TASK DETAILS – Restate each entry shown beneath this instruction, keeping its wording intact.
** GIVEN DATA follows **
PR #629, opened 2017-02-10
feat: allow tasks to be canceled and rescheduled on different zone in…

mhevery:
… a zone delegate

### DIFF
--- a/lib/common/timers.ts
+++ b/lib/common/timers.ts
@@ -71,7 +71,8 @@ export function patchTimer(window: any, setName: string, cancelName: string, nam
       patchMethod(window, cancelName, (delegate: Function) => function(self: any, args: any[]) {
         const task: Task = typeof args[0] === 'number' ? tasksByHandleId[args[0]] : args[0];
         if (task && typeof task.type === 'string') {
-          if (task.cancelFn && task.data.isPeriodic || task.runCount === 0) {
+          if (task.state !== 'notScheduled' &&
+              (task.cancelFn && task.data.isPeriodic || task.runCount === 0)) {
             // Do not cancel already canceled functions
             task.zone.cancelTask(task);
           }
--- a/lib/zone.ts
+++ b/lib/zone.ts
@@ -220,15 +220,54 @@ interface Zone {
    * @returns {*}
    */
   runTask(task: Task, applyThis?: any, applyArgs?: any): any;
+
+  /**
+   * Schedule a MicroTask.
+   *
+   * @param source
+   * @param callback
+   * @param data
+   * @param customSchedule
+   */
   scheduleMicroTask(
       source: string, callback: Function, data?: TaskData,
       customSchedule?: (task: Task) => void): MicroTask;
+
+  /**
+   * Schedule a MacroTask.
+   *
+   * @param source
+   * @param callback
+   * @param data
+   * @param customSchedule
+   * @param customCancel
+   */
   scheduleMacroTask(
       source: string, callback: Function, data: TaskData, customSchedule: (task: Task) => void,
       customCancel: (task: Task) => void): MacroTask;
+
+  /**
+   * Schedule an EventTask.
+   *
+   * @param source
+   * @param callback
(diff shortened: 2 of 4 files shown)


mhevery:
TODO
- [ ] Needs a better commit message
- [ ] Add test for task cancelation in ZoneDelegate, which shows how a Task can be rescheduled on a different zone.

JiaLiPassion:
@mhevery, could you explain a little more about the motivation of this PR, I would like to understand more deeply about zone.js, thank you very much.

mhevery:
@JiaLiPassion sorry for the delayed response. 

The issue can best be described by this [test](https://github.com/angular/zone.js/pull/629/files#diff-29a5b9319349c754058e070be5b0215aR235) 

Imagine that you want to write a ZoneSpec which would redirect the scheduling of a task to a different zone. For example you want to make sure that all `addEventListeners` on `scroll` would run outside of some Zone. What you need to do is to intercept the scheduling of the task and than reschedule it on a different zone. However, that could not have been done, since there was no way to tell the `ZoneDelegate`s that the current task, is not part of the current request. We now have `Task. cancelScheduleRequest()` which does just that.

In addition it was hard to keep track of in which state the task was, so I made the Task state explicit, which helps with the error messages.

karma-base.conf.js
```diff
@@ -39,7 +39,7 @@ module.exports = function (config) {
 
     logLevel: config.LOG_INFO,
 
-    browsers: ['Firefox'],
+    browsers: ['ChromeCanary'],
```
mhevery: revert

lib/common/timers.ts
```diff
@@ -71,8 +71,8 @@ export function patchTimer(window: any, setName: string, cancelName: string, nam
       patchMethod(window, cancelName, (delegate: Function) => function(self: any, args: any[]) {
         const task: Task = typeof args[0] === 'number' ? tasksByHandleId[args[0]] : args[0];
         if (task && typeof task.type === 'string') {
-          if (task.cancelFn && task.data.isPeriodic || task.runCount === 0) {
-            // Do not cancel already canceled functions
+          if (task.state !== 'notScheduled' && task.cancelFn ) {
```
** End of GIVEN DATA **
TASK OUTPUT –
PR #629, opened 2017-02-10
feat: allow tasks to be canceled and rescheduled on different zone in…

mhevery:
… a zone delegate

### DIFF
--- a/lib/common/timers.ts
+++ b/lib/common/timers.ts
@@ -71,7 +71,8 @@ export function patchTimer(window: any, setName: string, cancelName: string, nam
       patchMethod(window, cancelName, (delegate: Function) => function(self: any, args: any[]) {
         const task: Task = typeof args[0] === 'number' ? tasksByHandleId[args[0]] : args[0];
         if (task && typeof task.type === 'string') {
-          if (task.cancelFn && task.data.isPeriodic || task.runCount === 0) {
+          if (task.state !== 'notScheduled' &&
+              (task.cancelFn && task.data.isPeriodic || task.runCount === 0)) {
             // Do not cancel already canceled functions
             task.zone.cancelTask(task);
           }
--- a/lib/zone.ts
+++ b/lib/zone.ts
@@ -220,15 +220,54 @@ interface Zone {
    * @returns {*}
    */
   runTask(task: Task, applyThis?: any, applyArgs?: any): any;
+
+  /**
+   * Schedule a MicroTask.
+   *
+   * @param source
+   * @param callback
+   * @param data
+   * @param customSchedule
+   */
   scheduleMicroTask(
       source: string, callback: Function, data?: TaskData,
       customSchedule?: (task: Task) => void): MicroTask;
+
+  /**
+   * Schedule a MacroTask.
+   *
+   * @param source
+   * @param callback
+   * @param data
+   * @param customSchedule
+   * @param customCancel
+   */
   scheduleMacroTask(
       source: string, callback: Function, data: TaskData, customSchedule: (task: Task) => void,
       customCancel: (task: Task) => void): MacroTask;
+
+  /**
+   * Schedule an EventTask.
+   *
+   * @param source
+   * @param callback
(diff shortened: 2 of 4 files shown)


mhevery:
TODO
- [ ] Needs a better commit message
- [ ] Add test for task cancelation in ZoneDelegate, which shows how a Task can be rescheduled on a different zone.

JiaLiPassion:
@mhevery, could you explain a little more about the motivation of this PR, I would like to understand more deeply about zone.js, thank you very much.

mhevery:
@JiaLiPassion sorry for the delayed response. 

The issue can best be described by this [test](https://github.com/angular/zone.js/pull/629/files#diff-29a5b9319349c754058e070be5b0215aR235) 

Imagine that you want to write a ZoneSpec which would redirect the scheduling of a task to a different zone. For example you want to make sure that all `addEventListeners` on `scroll` would run outside of some Zone. What you need to do is to intercept the scheduling of the task and than reschedule it on a different zone. However, that could not have been done, since there was no way to tell the `ZoneDelegate`s that the current task, is not part of the current request. We now have `Task. cancelScheduleRequest()` which does just that.

In addition it was hard to keep track of in which state the task was, so I made the Task state explicit, which helps with the error messages.

karma-base.conf.js
```diff
@@ -39,7 +39,7 @@ module.exports = function (config) {
 
     logLevel: config.LOG_INFO,
 
-    browsers: ['Firefox'],
+    browsers: ['ChromeCanary'],
```
mhevery: revert

lib/common/timers.ts
```diff
@@ -71,8 +71,8 @@ export function patchTimer(window: any, setName: string, cancelName: string, nam
       patchMethod(window, cancelName, (delegate: Function) => function(self: any, args: any[]) {
         const task: Task = typeof args[0] === 'number' ? tasksByHandleId[args[0]] : args[0];
         if (task && typeof task.type === 'string') {
-          if (task.cancelFn && task.data.isPeriodic || task.runCount === 0) {
-            // Do not cancel already canceled functions
+          if (task.state !== 'notScheduled' && task.cancelFn ) {
```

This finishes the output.